THE VANDALS at House of Blues; THE DIFFS at the Knitting Factory; BACKBITER, BOB LEE, THE CHAIRS OF PERCEPTION, MOTORCYCLE BLACK MADONNAS at Mr. T’s Bowl; SLICK RICK at Vine Street Lounge; THE REYES BROTHERS, MELLOW MAN ACE, SEN DOG at the Whisky.

Los Lobos, Lowrider Band at House of Blues

Once East Los Angeles rockers Los Lobos established themselves in the mid-’80s, the band quickly realized that — unless they busted bold artistic moves — they might well be permanently relegated to the roots-rock ghetto, a drab stretch of pop music’s back 40 where few want to spend any time. Instead, they transformed themselves into a free-thinking and far-reaching combo whose mastery of folk, blues and high-and-outside rock expression expanded their audience as much as it did their sound, and that plan of attack has much in common with the tremendous musicians opening the show tonight.

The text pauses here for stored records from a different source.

PR #4571, opened 2026-07-20
Retry flaky Linux Homebrew install in release monitor

aviramha:
## What

The **Release Monitor** workflow (`releases-test.yaml`) fails intermittently — ~47% of runs (7 of the last 15) — always on the same leg: `test_install_paths (ubuntu-24.04)` → the Linux `brew install` step. It dies right after `==> Installing mirrord from metalbear-co/mirrord` with `##[error]Broken pipe`, then fires a false `install-path check FAILED` alert to the prod alerts channel.

## Root cause

It's a flaky Linuxbrew failure, **not** a real release regression. During its Linux install, Homebrew runs `ldd` on the binary (linkage audit) and pipes it into a reader that closes early, so `ldd`/`printf` get SIGPIPE. It's a race:

- Usually the broken pipe lands harmlessly on `ldd`'s stderr and the install succeeds — visible even in *successful* runs:
  ```
  mirrord 3.234.0
  /usr/bin/ldd: line 41: printf: write error: Broken pipe
  brew install succeeded. Version: mirrord 3.234.0
  ```
- ~half the time the EPIPE bubbles up and aborts `brew install` with a non-zero exit → the step reports failure.

Everything else is healthy across the failing runs: the curl|bash installer works, macOS `brew install` works, all required assets are present, and the version endpoint is fine. The formula itself just downloads the zip and does `bin.install "mirrord"` — the broken pipe is inside Homebrew's own Linux install machinery. The earlier `HOMEBREW_NO_SANDBOX_LINUX=1` change (#4364) reduced but didn't eliminate this.

## Fix

Retry the Linux `brew install` up to 3 times, resetting any partial install between attempts, before declaring failure. A transient EPIPE almost never recurs 3 times; a genuinely broken formula or missing asset still fails every attempt, so real regressions are still caught.


meowjesty (dismissed):

meowjesty (approved):

gememma (commented):
hmm, i wonder if the runner is using a very old version of brew 👀 it _seems_ like someone fixed this issue [upstream in january](https://github.com/homebrew/brew/issues/21365), maybe you can set a minimum brew version?

aviramha:
> hmm, i wonder if the runner is using a very old version of brew 👀 it _seems_ like someone fixed this issue [upstream in january](https://github.com/homebrew/brew/issues/21365), maybe you can set a minimum brew version?

we're using latest stable..

PR #4575, opened 2026-07-21
INT-527 Automatically enable copy_target for Job/CronJob targets

t4lz:
## What

`Job` and `CronJob` targets no longer require the user to enable the `copy_target` feature manually. mirrord now enables copy target automatically for them, instead of failing config verification.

Billed as Lowrider Band, these cats were the core players of War, a group of unparalleled skill in the art of meld-and-amaze musicality, and their singular soul/funk/Latin/R&B jamology not only represents flat-out genius, it’s also guaranteed to positively dazzle. (Jonny Whiteside)

Also playing Wednesday:

LISA HALEY at Pershing Square, noon; COCKWIND, ANAVAN at Il Corral; PROJECT BLOWED 12th ANNIVERSARY PARTY at Safari Sam’s; PATTY BOOKER, LISA FINNIE at Cinema Bar.

THURSDAY, DECEMBER 28Playing Thursday:

UPGROUND at Pershing Square, 7 p.m.; MYNX, JENNA RIOT, STACEY Q at Mr. T’s Bowl; ROCKY DAWUNI, NAJITE, BRIAN JORDAN, IJEOMA NJAKA, DJ DREZ at Zanzibar.